The Degree‐of‐Order Dependent Electronic Structures and Magnetic Properties of Fe 3 Si Alloys

• Published in: physica status solidi (b) Vol. 257; no. 5
• Main Authors: Xie, Jing, Liao, Yang-Fang, Wu, Dong-Ni, Xiao, Wen-Jun, Xie, Quan
• Format: Journal Article
• Language: English
• Published: 01.05.2020
• ISSN: 0370-1972; 1521-3951
• DOI: 10.1002/pssb.201900667

The effect of ordering degree on the electronic structures and magnetism of Fe 3 Si alloys are investigated scientifically using first‐principles calculations based on plane‐wave pseudopotential theory.

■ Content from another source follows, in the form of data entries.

PR #131, opened 2023-11-09
H.Neu_ex.5

HenrietteNeumann:
exercise 5

solutions
part 1: 1639024365
part 2: 6260

### DIFF
--- a/exercise_5.py
+++ b/exercise_5.py
@@ -1,0 +1,87 @@
+# PART 1:
+# Here's a sequence of numbers:
+# [35, 20, 15, 25, 47, 40, 62, 55, 65, 95, 102, 117, 150, 182, 127, 219, 299, 277, 309, 576]
+# numbers in this list can in general be expressed as a sum of some pair of two numbers
+# in the five numbers preceding them.
+# For example, the sixth number (40) cam be expressed as 25 + 15
+# the seventh number (62) can be expressed as 47 + 15 etc.
+# 
+# The only exception to this rule for this example is the number 127.
+# The five preceding numbers are [95, 102, 117, 150, 182], and no possible sum of two of those
+# numbers adds to 127.
+#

The studied results of the heat of formation and cohesive energy for D0 3 and B 2 structures of Fe 3 Si reveal that the order of structural stability from high to low is B 2 ‐9, B 2 ‐8, B 2 ‐7, B 2 ‐6, D0 3 /B 2 ‐1, B 2 ‐2, B 2 ‐3, B 2 ‐4, and B 2 ‐5. Both D0 3 and B 2 structures of Fe 3 Si exhibit the metallic feature. A wider breadth of the pseudogap with occupation of Si sites by more Fe[B] atoms except B 2 ‐5 implies that the hybridization and covalent bond are intensified. Meanwhile, with substitution of Fe[B] atoms by more Si atoms, the stability of the system improves because the Fermi level is nearer to the bottom of the pseudogap. The origin of ferromagnetism for ordered Fe 3 Si except B 2 ‐9 is mainly from the Fe 3d spin polarization. Compared with D0 3 structure of Fe 3 Si, an increment in the concentration of Fe atoms with occupation of Si sites by more Fe[B] atoms causes the change of interaction between Fe and Si atoms and the total magnetic moment increases. On the contrary, the total magnetic moment decreases with gradual substitution of Fe[B] atoms by Si atoms.